# ❤❤❤Happy birthday to my dear dear Meatball!❤❤❤



## yingying (Jul 19, 2011)

*❤❤❤Happy birthday to my dear dear Meatball!❤❤❤*

My Meatball passed her two-year-old milestone on Jan 16th! :bday
I couldn't get my dear 2yo girl a decent shot for 10 days, but finally got one tonight! Happy birthday Meatball, I wish we will have many, many happy years together!


----------



## spirite (Jul 31, 2012)

eeeeee! She's so CUTE!!! Happy birthday to Meatball.  
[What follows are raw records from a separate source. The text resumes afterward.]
Issue #1748, opened 2018-12-23
[REQ] v2 swagger spec, some defaults unset in models


spacether:
### Is your feature request related to a problem? Please describe.

When defining default values in the swagger spec, they are only used as defaults in the python client models if the type of the variable is a string or boolean.

## Describe the solution you'd like

Please include those default arguments in the python models.
Please also include type checking validation of the input so if the user assigns an incorrectly typed value to a field, the model will throw an error.
Note: I will work on this feature.

## Describe alternatives you've considered

Manually assign values all the time. This is possible but not preferred. If we define a default in the spec, it should be used.

## Additional context

This appears to be caused by java code from the swagger-api organization. I have opened issues with them at:
swagger-api/swagger-core#3065
swagger-api/swagger-parser#971

I will work on adding this feature prior to working on: https://github.com/OpenAPITools/openapi-generator/issues/1715

spacether:
This appears to be caused by java code from the swagger-api organization. I have opened an issue with them at:
https://github.com/swagger-api/swagger-core/issues/3065

PR #1776, opened 2018-12-29
[python-client] Add model default values

spacether:
### PR checklist

- [x] Ran the shell script under `./bin/` to update Petstore sample so that CIs can verify the change. (For instance, only need to run `./bin/python-petstore.sh` and `./bin/security/python-petstore.sh` if updating the {LANG} (e.g. php, ruby, python, etc) code generator or {LANG} client's mustache templates). Windows batch files can be found in `.\bin\windows\`.
  - @taxpon  
  - @frol  
  - @mbohlool  
  - @cbornet  
  - @kenjones-cisco  
  - @tomplus   
  - @wing328 

### Description of the PR

This PR lets python client users set model defaults on integers, numbers, and arrays when they are not currently able to in a swagger2.0 spec. The new code loads model variable examples into the model variable default value if the default is not already set and an example exists for the variable.
Fixes this issue: https://github.com/OpenAPITools/openapi-generator/issues/1748

Reasons to do this:
The current swagger-parser is not including default values that are float, integer, or array when processing a swagger2.0 spec. So in a swagger 2.0 spec, there is no way to set defaults on:
- integers
- numbers
- arrays

This PR adds in fallback code which uses and assigns a spec example value as the default value if one exists in the spec.
So it uses examples to set defaults on the types
- string
- boolean
- integers
- numbers
- arrays

### Tests
- test_type_holder_example.py added to verify that examples are loaded into defaults
- test_type_holder_default.py added to verify what default-only definition does and does not work
- samples updated to pass CircleCi tests (173 files)


spacether:
Do I need to make updates so the appveyor + cicleci tests will pass?
Appveyer
Did this test fail because it was unable to connect to a remote server and download .nupkg files?
That failure appears to be unrelated to my fix. 
Can someone kick off this test again?
I don't see a way I can re-run it.

CircleCI
It looks like these tests failed because the clients in non-python languages were updated because I updated the swagger2.0 main example file.
Possible solution: separate my models into a new spec, and add python only-client generation in ./bin/python-petstore.sh which will use a new separate yaml file which includes my new models.

modules/openapi-generator/src/main/java/org/openapitools/codegen/languages/PythonClientCodegen.java
```diff
@@ -624,6 +624,14 @@ public String toDefaultValue(Schema p) {
                 else
                     return "True";
             }
+            // include fallback to example, default defined as server only
+            // example is not defined as server only
+            if (p.getExample() != null) {
+                if (p.getExample().toString().equalsIgnoreCase("false"))
```
wing328: What about using `Boolean.valueOf` instead of using `equalsIgnoreCase`?

spacether: Boolean.valueOf(string) will always return True or False, 
so Boolean.valueOf("5") would return False. 
When I pass in "5" as a boolean I should return null. Code updated use equalsIgnoreCase to check for "true" and "false" otherwise return null.

wing328: > When I pass in "5" as a boolean the code should return null

If someone puts down 5 as the example value and assume it will be treated false in boolean, it's the user's issue (not something we need to handle) and I don't think it should return null (clearly there's a value defined)

We've seen spec using 1 or 0 to as example value for boolean type (not entirely correct as they should be using "true" or "false" instead) but still we want to able to handle these cases correctly as some languages (e..g Perl) treat 1 as true.

spacether: Coercing it to a boolean gives the user back some boolean which has worth. I will change it to Boolean.valueOf. This behavior may surprise python users though because they will be using a python client with java casting of string truthiness.
"1" -> True in Python, false in Java
"0" -> True in Python, false in Java

wing328:
@spacether the change looks good to me. Thanks for your contribution.

spacether:
Good to know. Thank you you @wing328 sorry for the breaking change.

wing328:
@spacether no worries. In the templates, you can do something similar to the following to have the default value fall back to example value (not something I recommend but ok if there's a valid use case)
```
{{{defaultValue}}}{{^defaultValue}}{{{example}}}{{/defaultValue}}
```

wing328:
FYI. Filed https://github.com/OpenAPITools/openapi-generator/pull/2213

She looks absolutely tiny - how big is she?


----------



## Nan (Oct 11, 2010)

Happy Birthday, Meatball! :catsm


----------



## ecat (Nov 18, 2012)

That is the best looking meatball I have ever seen! I could eat her right up (and I'm a vego)!


----------



## Leazie (Apr 14, 2007)

Happy birthday sweet girl.


----------



## yingying (Jul 19, 2011)

Thank you all for the kind words! Yeah, Meatball is really a sweetheart and she knows it. She got my whole family wrapped around her paws :luv


----------



## yingying (Jul 19, 2011)

spirite said:


> eeeeee! She's so CUTE!!! Happy birthday to Meatball.
> 
> She looks absolutely tiny - how big is she?
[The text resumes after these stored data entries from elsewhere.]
PR #1789, opened 2019-01-01
[gradle-plugin] Array model change

jimschubert:
### PR checklist

### Description of the PR

We've changed how top-level models defined as an array work. The change was not recent.

I found that CI wasn't running the checks on uploadArchive (so the failing test wasn't caught). This PR fixes the failing test and ensures we run `check` whenever we run `uploadArchives` (if tests fail, archive won't be uploaded).


wing328:
> We've changed how top-level models defined as an array work. The change was not recent.

You can restore the behavior using `--generate-alias-as-model` (default: false) (https://github.com/OpenAPITools/openapi-generator/pull/1729)

> I found that CI wasn't running the checks on uploadArchive (so the failing test wasn't caught). This PR fixes the failing test and ensures we run check whenever we run uploadArchives (if tests fail, archive won't be uploaded).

I think it's the big fluffy tail that gave you that impression  She is a mid-sized cat, weighting about 10lb. Though I would like her to lose half pound. We are working on it :lol:


----------



## Jetlaya67 (Sep 26, 2012)

What a fluffy tail!


----------



## crazyismycat (Feb 7, 2012)

*❤❤❤Happy birthday to my dear dear Meatball!❤❤❤*

She's a gorgeous kitty!!! How are siberians temperment wise


Sent from Petguide.com Free App


----------



## littlesushi (Jun 8, 2011)

*❤❤❤Happy birthday to my dear dear Meatball!❤❤❤*

Happy birthday Meatball!! She is as gorgeous as ever 


Sent from Petguide.com Free App


----------



## Marcia (Dec 26, 2010)

ecat said:


> *That is the best looking meatball I have ever seen! I could eat her right up* (and I'm a vego)!
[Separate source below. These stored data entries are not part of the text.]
PR #1793, opened 2019-01-02
[Dart][Jaguar] and proto serialization support 

jaumard:
Here is my current work to allow the generator of jaguar dart to support either json or proto serialization. 
I've added a `serializarion` param to choose json or proto. 
I proto models should be generated as proto files and not dart files. For now I'm blocked because I'm trying to do this: 
```
message {{classname}} {
    {{#vars}}
    {{{datatype}}} {{name}} = {{@index}};
    {{/vars}}
}
```
Apparently the {{@index}} is not supported :/ and return empty. But in proto definition you need to specify the index of each field like: 
```
message Person {
  string name = 1;
  int32 id = 2;
  string email = 3;

}
```


modules/openapi-generator/src/main/java/org/openapitools/codegen/languages/DartJaguarClientCodegen.java
```diff
@@ -152,6 +194,19 @@ public void processOpts() {
                     modelImports.add(underscore(modelImport));
                 }
             }
+
+            int index = 1;
+            for (CodegenProperty p : cm.vars) {
+                p.vendorExtensions.put("x-index", index);
+                String protoType = protoTypeMapping.get(p.baseType);
+                if(p.isListContainer) {
+                    String innerType = protoTypeMapping.get(p.mostInnerItems.baseType);
```
jaumard: this is not working yet, as here we have the dart type and not the openapi type :(

jaumard: This is now ok !

jaumard:
It will need a real test case to really know if it works but this should be quite good. !

jaumard:
@wing328 the WIP label doesn't go away automatically ^^

jaumard:
@wing328 can we merge this ? :) don't want to keep rebase in it forever ^^

wing328:
@jaumard sure. Can you resolve the merge conflicts? Let me know if you need any help.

ECHO!....except for the vego part! :2kitties


----------



## yingying (Jul 19, 2011)

crazyismycat said:


> She's a gorgeous kitty!!! How are siberians temperment wise


I can't say for all Siberians since Meatball is my first Sib  

Meatball is quite intelligent and extremely affectionate, to the point that she is possessive and can easily get jealousy ;-) She is not very playful, getting bored with her toys and my games fairly quick, but she is very active. She enjoys running around and jumping, and her favorite is playing catch and fight with Metoo. So I assume Sibs do the best in multicat household. Aside from the not-so-playful part, I really have no complaint about my Sib girl :luv


----------



## yingying (Jul 19, 2011)

@ecat and Marcia: Sorry, this Meatball is for display only, as I don't have a replacement if you folks eat her :lol:


----------



## 3furbabies (Dec 7, 2011)

*❤❤❤Happy birthday to my dear dear Meatball!❤❤❤*

Happy belated birthday meatball!! Btw, I LOVE the name. How did you come up with it??


Sent from Petguide.com Free App


----------



## Alex Harris (May 4, 2012)

Adorable,I love the name.


----------



## Yuki'sMum (Dec 3, 2012)

*❤❤❤Happy birthday to my dear dear Meatball!❤❤❤*

Happy birthday lovely Meatball  


Sent from Petguide.com Free App


----------



## kaikoura (Oct 15, 2012)

So pretty! Many happy returns, Meatball.


----------



## GhostTown (Jan 12, 2012)

Happy Birthday, Meatball.


----------



## yingying (Jul 19, 2011)

Thanks folks! Meatball is very happy to receive so many birthday wishes 



3furbabies said:


> Happy belated birthday meatball!! Btw, I LOVE the name. How did you come up with it??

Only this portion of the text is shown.